> What needs to be done
Wherever the string "features" appears in a line of the listing below, report that line.
___
PR #2324, opened 2026-02-16
Run zenko tests in codespace + some cleanup of unused files

SylvainSenechal:
Issue: ZENKO-5181


.devcontainer/devcontainer.json
```diff
@@ -13,6 +13,7 @@
         "ghcr.io/devcontainers/features/docker-in-docker": {},
         "ghcr.io/devcontainers/features/github-cli:1": {},
         "ghcr.io/devcontainers/features/node:1": {},
+        "ghcr.io/devcontainers/features/python:1": {},
```
SylvainSenechal, line 16: Python is already available in the codespace, but some yarn install command because something "gyp" related to python failed to install. This should fix it

tests/zenko_tests/node_tests/npm_chain.sh
SylvainSenechal, line 1: Unrelated to running zenko tests in Codespace, but I did some decluttering in this pr and removed 4 unused files (removed docker entry point, and the associated files that werent used by anything else)

tests/zenko_tests/node_tests/run-node-tests-locally.sh
SylvainSenechal, line 1: This structure and usage is very similar to what I did for the Cucumber tests.
Tbh, I was also able to run the test without a pod, but it required port forward, and using different values for some variables, which later will probably become annoying because we don't want to have to deal with 2 values for the same variables depending on whether the test is running in github ci or codespace.
So maybe later we'll come back to this if we decide to run all tests outside of cluster, but don't really wanna deal with it for now

tests/zenko_tests/node_tests/run-node-tests-locally.sh
```diff
@@ -0,0 +1,75 @@
...
+set -e
+
+ZENKO_NAME=${ZENKO_NAME:-end2end}
+IMAGE_NAME="${3:-ghcr.io/scality/zenko/zenko-e2e:latest}"
+POD_NAME="node-tests-local"
+
+TEST_GREP="${1:-should list objects in V2 format}"
+TEST_PATH="${2:-cloudserver}"
+
+ZENKO_ACCESS_KEY=$(kubectl get secret end2end-management-account-creds.v1 -o jsonpath='{.data.accessKey}' | base64 -d)
```
SylvainSenechal, line 32: These env variables will eventually be removed (calculated automatically from within the test)

tests/zenko_tests/node_tests/run-node-tests-locally.sh
```diff
@@ -0,0 +1,75 @@
...
+#   kubectl delete pod node-tests-local
+
+set -e
+
+ZENKO_NAME=${ZENKO_NAME:-end2end}
+IMAGE_NAME="${3:-ghcr.io/scality/zenko/zenko-e2e:latest}"
+POD_NAME="node-tests-local"
+
+TEST_GREP="${1:-should list objects in V2 format}"
+TEST_PATH="${2:-cloudserver}"
```
francoisferrand: should it not run "all" tests by default?

tests/zenko_tests/node_tests/run-node-tests-locally.sh
francoisferrand: in any case, we should not have separate scripts for local vs CI setups, as they will diverge over time and/or add duplicate work : so a good first step, but it will need to be reworked indeed
- ideally, running "locally" (even in codespace) will be easier (frictionless), faster (no copy/reload), and allow debugging more easily
- we may run in CI "locally" as well (which avoids a docker rebuild, and can leverage gha cache to speedup yarn install)
- or at least somehow "merge" the scripts used in CI and locally

francoisferrand (approved):

delthas (approved):
Will be really helpful. Thanks!

tests/zenko_tests/node_tests/run-node-tests-locally.sh
```diff
@@ -0,0 +1,75 @@
...
+# Usage: ./run-node-tests-locally.sh <test-grep> <test-path> [image]
+#
+# Examples:
+#   ./run-node-tests-locally.sh "should list objects" "cloudserver/bucketGetV2"
+#   ./run-node-tests-locally.sh "should list objects" "cloudserver" my-e2e:local
+#   ./run-node-tests-locally.sh "" "smoke_tests"                    # Run all smoke tests
+#   ./run-node-tests-locally.sh "" "cloudserver"                    # Run all cloudserver tests
+#
+# If you need to use a different image, delete pod first:
+#   kubectl delete pod node-tests-local
```
maeldonn, line 15: A `--cleanup` flag would be great

tests/zenko_tests/node_tests/run-node-tests-locally.sh
maeldonn, line 1: Should we enforce the launch directory or cd within the script? Or is it useless?

maeldonn (approved):
LGTM

PR #2325, opened 2026-02-17
Base setup so that tests automatically load variables they need

SylvainSenechal:
Issue: ZENKO-5182

WIP


SylvainSenechal:
used for exploration, some of the work re-used in other prs already, wont work or merge this one

PR #2326, opened 2026-02-19
Fix CI cgroupv2 failures by disabling JMX

delthas:
Issue: ZENKO-5194
See: https://github.com/actions/runner-images/issues/13684


delthas:
Hm likely not the right option since we probably need JMX for Zenko.

PR #2327, opened 2026-02-19
Fix CI cgroupv2 failures by enabling cgroupv2 controller subtree control

delthas:
Issue: ZENKO-5194
See: https://github.com/actions/runner-images/issues/13684


delthas:
Will not be done at this time. See #2328

PR #2328, opened 2026-02-19
Fix CI cgroupsv2 failures by upgrading Zookeeper & Kafka

delthas:
Issue: ZENKO-5194

### DIFF
--- a/solution/deps.yaml
+++ b/solution/deps.yaml
@@ -133,7 +133,7 @@ zenko-operator:
   tag: v1.8.3
   envsubst: ZENKO_OPERATOR_TAG
 zookeeper:
-  sourceRegistry: pravega
+  sourceRegistry: ghcr.io/adobe/zookeeper-operator
   image: zookeeper
-  tag: 0.2.15
+  tag: 3.8.4-0.2.15-adobe-20250923
   envsubst: ZOOKEEPER_TAG
--- a/solution/kafka/Dockerfile
+++ b/solution/kafka/Dockerfile
@@ -22,7 +22,7 @@ RUN tar -xzf $kafka_distro
 RUN rm -r kafka_$scala_version-$kafka_version/bin/windows
 
 ####################################################################################################
-FROM eclipse-temurin:17.0.3_7-jre
+FROM eclipse-temurin:17.0.18_8-jre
___
> Answer space
         "ghcr.io/devcontainers/features/docker-in-docker": {},
         "ghcr.io/devcontainers/features/github-cli:1": {},
         "ghcr.io/devcontainers/features/node:1": {},
+        "ghcr.io/devcontainers/features/python:1": {},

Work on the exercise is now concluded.